20 марта, при параде, отдано было в Петербурге высочайшее повеление:

«Вопреки высочайше изданного устава, генералиссимус Суворов имел при корпусе своем, по старому обычаю, непременного дежурного генерала, что и дается на замечание всей армии».

В тот же день последовал высочайший рескрипт:

«Господин генералиссимус, князь Италийский, граф Суворов-Рымникский.

Дошло до сведения моего, что во время командования вами войсками моими за границею имели вы при себе генерала, коего называли дежурным, вопреки всех установлений и высочайшего устава, то и удивляюсь оному, повелеваю вам уведомить меня, что вас побудило это сделать».

Этот рескрипт и вообще немилость государя объявили больному не сразу, но он все же продолжал путь под гнетом непонятной опалы.

Первые дни он хотя с трудом, но выносил дорогу. Потом это ему сделалось не по силам, и он принужден был остановиться в деревне, невдалеке от Вильны. Лежа на лавке в крестьянской избе, он стонал в голос, перемежая стоны молитвами и жалея, что не умер в Италии. Однако припадки болезни мало-помалу стихли, больного опять положили в карету и повезли дальше.

Опальный генералиссимус въехал в столицу как бы тайком, медленно проехал по улицам до пустынной Коломны, остановился в доме Хвостова на Крюковом канале, между Екатерининским каналом и Фонтанкою, и тотчас слег в постель.

Поворот в отношениях к нему государя хотя и был внезапен и крут, но в описываемое нами время не неожидан.

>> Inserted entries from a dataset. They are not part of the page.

PR #1935, opened 2026-07-08
Delivery: compute publishedBasename before destination path validation

### LINKED ISSUE #1934: YN-0905: delivery implementing publishedFilename representaion dynamic context key

Currently if mixture of versions with representations which are either having or not having `originalFilename` key and Anatomy template key is used in delivery template, then processing is failing. 

If we introduce new dynamic key which will be added to processing representation context data called `plublishedFilename` we will secure successfull processing and yet will be able to preserve `originalFilenames` for those which are published with it.  

### Additional context:
link to discussion on [Discord](https://discord.com/channels/517362899170230292/1514696776681128107/1524323737992957972)

_This issue was automatically created from AYON ticket [YN-0905]( https://support.ayon.app/projects/Active_Clients/overview?project=Active_Clients&type=folder&id=309136d05254441b9ae5ac4c36ce674c)

jakubjezek001:
## Changelog Description
Delivery now computes the `publishedBasename` template key (via `pathlib.Path`) before validating the destination path, instead of after. Previously, destination validation ran before `publishedBasename` was set, so templates relying on that key always failed the check.

## Additional info
- Sequences: basename is derived from the first source file with the frame number and trailing separators stripped.
- Single files: basename is used as-is.

## Testing notes:
1. Deliver a sequence representation using a template containing `{publishedBasename}` and confirm the destination path resolves and validates correctly.
2. Deliver a single-file representation using a template containing `{publishedBasename}` and confirm the same.

## Dependency
Close #1934
[YN-0905](https://support.ayon.app/projects/Active_Clients/overview?project=Active_Clients&type=folder&id=309136d05254441b9ae5ac4c36ce674c)

### DIFF
--- a/client/ayon_core/plugins/loader/delivery.py
+++ b/client/ayon_core/plugins/loader/delivery.py
@@ -1,7 +1,7 @@
 import platform
 from collections import defaultdict
 from typing import Optional, Any
-
+from pathlib import Path
 import ayon_api
 from qtpy import QtWidgets, QtCore, QtGui
 
@@ -248,17 +248,6 @@ class DeliveryOptionsDialog(QtWidgets.QDialog):
             )
 
             template_data = template_data_by_repre_id[repre["id"]]
-            new_report_items = check_destination_path(
-                repre["id"],
-                self.anatomy,
-                template_data,
-                datetime_data,
-                template_name
-            )
-
-            report_items.update(new_report_items)
-            if new_report_items:
-                continue
 
             args = [
                 repre_path,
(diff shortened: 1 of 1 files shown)


client/ayon_core/plugins/loader/delivery.py
```diff
@@ -285,8 +274,34 @@ def deliver(self):
...
+                published_basename = Path(first_file_path).stem
+            template_data["publishedBasename"] = published_basename
+
+            new_report_items = check_destination_path(
+                repre["id"],
+                self.anatomy,
+                template_data,
+                datetime_data,
+                template_name
+            )
```
BigRoy, line 300: I actually my doubts about still manipulating the `publishedBasename` like stripping of the frame numer.

First `replace(first_frame, "")` is a wrong assumption.

If my shot is 1100 and the first frame happens to be 1100 then suddenly I'm also removing the shot name from the shot.

What's the reason we can't just have `publishedFilename` be the full source filename?

So essentially:

```python
published_filename = os.path.basename(source)
```

And that's it. It doesn't make much sense to use `{publishedFilename}` with any other tokens (unless you want to prefix it perhaps) but at least it's very clear what it does, it's the full filename of the file we're copying over?

jakubjezek001: but how do you deal with frames and what if you want to renumber frames?

BigRoy: In that scenario you wouldn't renumber frames - you'd get the exact filename that lives in the publish directory essentially.

@iLLiCiTiT thoughts? am I oversimplifying?

iLLiCiTiT: I thought we won't use `publishedBasename` but `publishedFilename` -> use it as it is, no renumbering etc. Even for basename it doesn't make sense to handle renumbering, basename is just extensionless name... As Roy mentioned it should be just `os.path.basename` for each file.

BigRoy: Thanks - I agree; it's the easiest route forward here. So let's make sure we implement a key that just takes the source representation file's filename.

BigRoy: @jakubjezek001 I took the liberty to quickly give this a whirl, see: https://github.com/ynput/ayon-core/pull/1945

jakubjezek001:
continuation in #1945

В царствование Павла Петровича завтра не было логическим последствием настоящего дня. Беду нельзя было предвидеть, и она налетела внезапно, без предваряющих симптомов. Никто не был уверен в завтрашнем дне.

Очень многие государственные люди, не исключая пользовавшихся долгою благосклонностью государя, держали наготове экипаж, чтобы отправиться с курьером по первому приказанию.

Подозрительность и недоверчивость Павла Петровича была так велика, что ее не мог избежать решительно никто, без исключения. Раздражительность государя тоже высказывалась так неожиданно и вследствие таких поводов, которые, по-видимому, ничего не значили.

Однажды происходил развод на сильном морозе. Проходя мимо князя Репнина, Павел Петрович спросил у него:

— Каково, князь Николай Васильевич?

— Холодно, ваше величество! — отвечал Репнин.

Когда после развода поехали во дворец и Репнин хотел, по обыкновению, пройти в кабинет государя, то камердинер остановил его, сказав:

— Не велено пускать тех, кому холодно [Петрушевский А. Генералиссимус князь Суворов.].

Александр Васильевич подвергся только общей участи, попав внезапно под опалу, и если опала его была явлением особенно заметным, то единственно потому, что он сам был человек особенно заметный и имя его гремело в Европе.

Тотчас по приезде Суворова в Петербург в дом Хвостова явился от государя князь Долгорукий, но, не будучи допущен к Александру Васильевичу, оставил записку, в которой было сказано, что генералиссимусу не приказано являться к государю.

Когда Суворову осторожно было доложено об этом, он заметил с горькой улыбкой:

— Все к лучшему. Мне бы и некогда было зайти к нему. Я спешу к Богу.